▸ **PROBLEM STATEMENT**
Output exactly the lines below, starting with the line that has "sealed class GameSessionData" and going on through the line that has "public uint PendingTrainerBuyRemovedPredecessor;", both included, and no other lines.

Records from a dataset:
PR #260, opened 2026-05-18
Fix/trainer buy predecessor defense

Mongrul:
## Summary

 **Unlearned spell defense**: legacy server's trainer-buy supersede path calls `RemoveSpell(prev)` unconditionally but gates the
  `SMSG_SUPERCEDED_SPELL` send on `m_session->IsInWorld()`. When that gate is briefly false (server-side transient), the
   predecessor disappears from the spellbook silently. The next `CMSG_CAST_SPELL` for the predecessor rank slips past
  the existing cast-block-unknown-spells guard and trips an autoban. Repro'd 2026-05-18 on a rogue training Stealth R3 —
   server log: `HandleCastSpellOpcode: Player ... casts spell 1785 which he shouldn't have`. Proxy now mirrors the
  server-side removal locally so the cast-block guard catches the post-buy cast attempt and converts it into a
  `CastFailed` instead of a real ban.
  - **Trainer list refreshes after a buy**: vanilla server sends `SMSG_TRAINER_BUY_SUCCEEDED` (1.12-only opcode the
  modern client has no slot for), then nothing else. The modern client never refreshes its trainer panel from
  `SMSG_LEARNED_SPELL` alone. Proxy now intercepts the legacy opcode and emits a fresh `CMSG_TRAINER_LIST` back to the
  legacy server (same pattern AuctionHandler uses post-operation).
  - **Filter + intercept already-known buys**: empirically the modern Classic 1.14 trainer panel does NOT visually
  differentiate Known from Available via the state byte alone, and does NOT honor mid-interaction `SMSG_TRAINER_LIST`
  refreshes (panel renders from the initial open). Two complementary fixes — initial list filters Known entries before
  forwarding; the buy handler intercepts clicks on already-known entries (direct, supersede-known, and rapid
  double-click races) and force-closes the gossip panel so reopening produces a clean list.

  ## Changes

  | File | What |
  |---|---|
  | `HermesProxy/CSV/SpellRankChain.csv` (new) | 3140 `spell_id,prev_spell` pairs derived from 1.12.1 Spell.dbc
  Name+Rank grouping |
  | `HermesProxy/World/GameData.cs` | `SpellRankPredecessor` FrozenDictionary + `LoadSpellRankChain` loader |
  | `HermesProxy/GlobalSessionData.cs` | `PendingTrainerBuy*` (ban defense state), `LastTrainerListKnownSpells`
  (supersede-known cache), `InFlightTrainerBuy*` (duplicate-detection state) |
  | `HermesProxy/World/Server/PacketHandlers/NPCHandler.cs` | `HandleTrainerBuySpell`: stale-click/duplicate-click
  intercept + speculative predecessor removal |
  | `HermesProxy/World/Client/PacketHandlers/NPCHandler.cs` | `HandleTrainerList`: filter Known + populate Known cache;
  `HandleTrainerBuySucceeded`: re-request fresh list; `HandleTrainerBuyFailed`: restore predecessor on explicit fail |
  | `HermesProxy/World/Client/PacketHandlers/SpellHandler.cs` | clear ban-defense + in-flight state on
  `SMSG_LEARNED_SPELL` / `SMSG_SUPERCEDED_SPELLS` |
  | `HermesProxy/World/KnownBenignOpcodes.cs` | remove `SMSG_TRAINER_BUY_SUCCEEDED` (now has a real handler) |

  ## Diagnostics added (all low-volume)

  - `spell.trainer_buy.predecessor_speculatively_removed` — ban defense fired
  - `spell.trainer_buy.predecessor_restored_on_failed` — ban defense reverted on explicit fail
  - `spell.trainer_buy.refresh_list_requested` — fresh trainer list re-requested
  - `spell.trainer_list.known_filtered` — count of hidden Known spells per list
  - `spell.trainer_buy.intercepted_already_known` — stale/duplicate click caught with `in_known_spells` /
  `in_trainer_known_set` / `is_in_flight_duplicate` flags

  ## Test plan

  - [x] `dotnet build` clean
  - [x] `dotnet test` 452/452 pass (talent-rank-injection tests still green)
  - [x] In-game: trainer flow with all four scenarios validated 2026-05-18
    - [x] Normal multi-spell training (60+ buys in one session) — no false intercepts
    - [x] Stealth chain train (R1→R2→R3→R4) — ban defense fires per rank-up, predecessor speculatively removed,
  server-side state matched
    - [x] Apprentice → Journeyman riding train, then click stale Apprentice — intercept fires with
  `in_trainer_known_set: true`, panel closes
    - [x] Rapid double-click same spell — intercept fires with `is_in_flight_duplicate: true`
  - [x] No regression: existing `cast-block-unknown-spells` guard still catches removed predecessors

### DIFF
--- a/HermesProxy/GlobalSessionData.cs
+++ b/HermesProxy/GlobalSessionData.cs
@@ -228,6 +228,27 @@ public sealed class GameSessionData
     // a real ban. On explicit SMSG_TRAINER_BUY_FAILED we restore the predecessor.
     public uint PendingTrainerBuySpellId;
     public uint PendingTrainerBuyRemovedPredecessor;
+    // JimsProxy: real spell ids that the most recent SMSG_TRAINER_LIST marked
+    // with TrainerSpellState=Known. Authoritative server view of "this spell
+    // is effectively learned by you" — covers both direct ownership (HasSpell)
+    // and supersede-chain ownership (HasSpell on any higher rank). Without this
+    // we can't intercept stale-click buys for spells that were just removed
+    // from CurrentPlayerKnownSpells by a SMSG_SUPERCEDED_SPELLS for the new
+    // rank: e.g., learn Apprentice Riding, then Journeyman, then click stale
+    // Apprentice in the UI — Apprentice is gone from KnownSpells but the
+    // server still treats it as effectively-known and rejects the buy with
+    // FAILED. Repopulated on every new SMSG_TRAINER_LIST so this set always
+    // reflects the latest server view.
+    public System.Collections.Generic.HashSet<uint> LastTrainerListKnownSpells = new();
+    // JimsProxy: in-flight trainer-buy tracking. Set on every forwarded
+    // CMSG_TRAINER_BUY_SPELL, cleared on the response (LEARNED, SUPERCEDED, FAILED,
+    // or a fresh trainer-list refresh). Used to drop rapid same-spell double-clicks
+    // where the second CMSG races with the first's response — both reach the
+    // server, the first succeeds, the second gets FAILED. Distinct from
+    // PendingTrainerBuy* (which only tracks buys that triggered speculative
+    // predecessor removal for the ban defense).
+    public uint InFlightTrainerBuySpellId;
+    public long InFlightTrainerBuyTickMs;
     // JimsProxy: per-unit HP cache used to compute overhealing on legacy servers
     // that don't include OverHeal in SMSG_SPELL_HEAL_LOG (1.12 vanilla). Authoritative
     // source is UNIT_FIELD_HEALTH / UNIT_FIELD_MAXHEALTH from SMSG_UPDATE_OBJECT;
--- a/HermesProxy/World/Client/PacketHandlers/NPCHandler.cs
+++ b/HermesProxy/World/Client/PacketHandlers/NPCHandler.cs
@@ -168,6 +168,14 @@ public partial class WorldClient
         trainer.TrainerID = trainer.TrainerGUID.GetEntry();
         trainer.TrainerType = packet.ReadInt32();
         int count = packet.ReadInt32();
+        int filteredKnown = 0;
+        // JimsProxy: reset the authoritative-Known set for this fresh trainer
+        // list, then repopulate as we walk the entries. The intercept in
+        // HandleTrainerBuySpell consults this set to catch stale UI clicks for
+        // spells that the server considers Known via supersede chain (and so
+        // are absent from CurrentPlayerKnownSpells).
+        var lastKnownSet = GetSession().GameState.LastTrainerListKnownSpells;
+        lastKnownSet.Clear();
         for (int i = 0; i < count; ++i)
         {
             TrainerListSpell spell = new();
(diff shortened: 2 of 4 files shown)


jameopotato (commented):
Good work on the ban defense mechanism — the speculative predecessor removal + restoration on fail is solid, and the server-log evidence makes the case clearly. A few things to address before this merges:

## Request changes

### Known spell filter removes information (UX regression)

The `continue` in `HandleTrainerList` for `TrainerSpellState.Known` entries strips them entirely from the list sent to the modern client. In 1.12 native, Known spells render greyed out in the trainer panel — players use this to see what they've already learned when planning a training session. Hiding them entirely is a behavior change, not a bug fix. 

Suggestion: keep Known entries in the list with their state byte intact. If the 1.14 client truly can't render them differently from Available, we can add an addon-side visual hook (similar to the vendor sold-out grey approach) rather than stripping data at the packet level.

### GossipComplete may not close the trainer frame

The stale-click intercept sends `GossipComplete` to close the panel. But trainers use the trainer frame, not the gossip frame — does `GossipComplete` reliably close a trainer window on the 1.14 client? If not, the player sees "You already know that spell" but the trainer panel stays open with stale entries, which is worse UX than letting the failed buy round-trip through. Please verify this in-game.

## Suggestions (non-blocking, can be follow-ups)

### Comment verbosity

The Kronos IsInWorld race condition is explained in full (10-15 lines) in four separate locations — `GlobalSessionData.cs`, both `NPCHandler.cs` files, and `SpellHandler.cs`. One canonical explanation + short references elsewhere would keep the code navigable. Not blocking, but a trim pass would help readability.

### 2500ms in-flight duplicate window

The `2500` magic number has no named constant or rationale comment. On high-latency connections a legitimate retry could be intercepted. Consider tying to observed RTT or at minimum extracting to a named constant with documented reasoning.

### SpellRankChain.csv generation

3140 entries with no documented extraction script. If anyone needs to verify or regenerate this data, they'd have to reverse-engineer the derivation. The extraction script (or at least the methodology) should live in `scripts/` alongside other CSV generators.

Mongrul:
The known spell is preserved, you need to filter for it like in 1.12.  The gossip interact flows smoothly you can't even see it, it instantly refreshes the trainer list getting rid of the spell already known. Under spam click training on the PTR (tested roughly 10 time on 10 chars) I have ran into zero regressions or issues. 

image

Mongrul:
Re: both concerns —

**GossipComplete + trainer frame**: confirmed in-game, GossipComplete doesn't close the trainer panel on 1.14, but the trainer list refreshes and the spell that errored moves into the **Trained** category. Net UX: the panel stays open (so the player keeps shopping), no stuck error, and the player can still see what they've learned via the Trained filter. The code comment is slightly misleading on the mechanism — happy to clean it up in a follow-up.

**Known-spell filter**: tied to the above — Known entries don't disappear from the player's view, they show up in the Trained category after the refresh. So the information isn't being hidden, just routed to the right bucket. Tested ~10x across 10 chars on PTR with spam-clicking trainer entries, zero regressions.

jameopotato (approved):
UI hygiene layer on top of the already-merged ban defense. Purely additive (+140, -0).

Known-spell filter: correctly strips server-marked Known entries before forwarding to the 1.14 client, which renders them indistinguishable from Available. Set repopulated on every fresh trainer list, real spell IDs normalized via GetRealSpell.

Stale-click intercept: three predicates (direct known, trainer-known-set, in-flight duplicate) cover all common stale-click scenarios. Gated on ExpansionVersion <= 1. In-flight state cleared on all three response paths (LEARNED, SUPERCEDED, FAILED). No false-positive path found.

Field-tested: chain training, stale clicks, rapid double-clicks, 60+ buy sessions.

▸ **FINISHED EXERCISE**
@@ -228,6 +228,27 @@ public sealed class GameSessionData
     // a real ban. On explicit SMSG_TRAINER_BUY_FAILED we restore the predecessor.
     public uint PendingTrainerBuySpellId;
     public uint PendingTrainerBuyRemovedPredecessor;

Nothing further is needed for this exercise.